## YOUR ASSIGNMENT:
Every line of the entries with the word "without" in it should be shown.

(Collected data entries)
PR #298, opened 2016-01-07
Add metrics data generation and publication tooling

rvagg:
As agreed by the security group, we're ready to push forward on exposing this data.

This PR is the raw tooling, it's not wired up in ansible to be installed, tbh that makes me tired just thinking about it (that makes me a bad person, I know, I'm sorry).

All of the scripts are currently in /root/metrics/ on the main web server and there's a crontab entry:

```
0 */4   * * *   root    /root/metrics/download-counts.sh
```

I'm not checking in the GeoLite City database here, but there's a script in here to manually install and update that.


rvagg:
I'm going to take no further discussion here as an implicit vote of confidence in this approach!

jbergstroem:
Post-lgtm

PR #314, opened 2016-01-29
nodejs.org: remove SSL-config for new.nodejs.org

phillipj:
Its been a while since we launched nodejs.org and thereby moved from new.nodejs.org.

...

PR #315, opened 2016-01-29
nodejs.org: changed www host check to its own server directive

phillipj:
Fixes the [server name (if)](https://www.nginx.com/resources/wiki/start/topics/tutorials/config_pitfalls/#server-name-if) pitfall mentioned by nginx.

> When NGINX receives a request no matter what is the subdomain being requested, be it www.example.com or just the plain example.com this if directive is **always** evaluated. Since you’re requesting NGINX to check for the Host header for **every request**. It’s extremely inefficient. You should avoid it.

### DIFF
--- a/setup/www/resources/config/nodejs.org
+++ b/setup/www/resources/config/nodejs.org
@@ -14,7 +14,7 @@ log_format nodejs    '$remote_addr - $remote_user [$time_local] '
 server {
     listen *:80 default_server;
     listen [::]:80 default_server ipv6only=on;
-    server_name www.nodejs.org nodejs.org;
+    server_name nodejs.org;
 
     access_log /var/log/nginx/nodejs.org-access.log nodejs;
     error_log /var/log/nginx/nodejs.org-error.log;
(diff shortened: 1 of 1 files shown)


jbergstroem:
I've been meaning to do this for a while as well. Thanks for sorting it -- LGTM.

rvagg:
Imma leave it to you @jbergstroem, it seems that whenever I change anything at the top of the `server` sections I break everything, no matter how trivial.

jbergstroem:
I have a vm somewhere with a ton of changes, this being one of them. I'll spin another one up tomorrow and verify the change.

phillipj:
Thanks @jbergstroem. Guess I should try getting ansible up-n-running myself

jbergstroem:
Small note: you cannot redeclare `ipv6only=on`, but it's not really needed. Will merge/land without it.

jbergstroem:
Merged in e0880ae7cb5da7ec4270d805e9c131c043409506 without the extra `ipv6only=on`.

## OUTPUT OF THE EXERCISE:
Small note: you cannot redeclare `ipv6only=on`, but it's not really needed. Will merge/land without it.
Merged in e0880ae7cb5da7ec4270d805e9c131c043409506 without the extra `ipv6only=on`.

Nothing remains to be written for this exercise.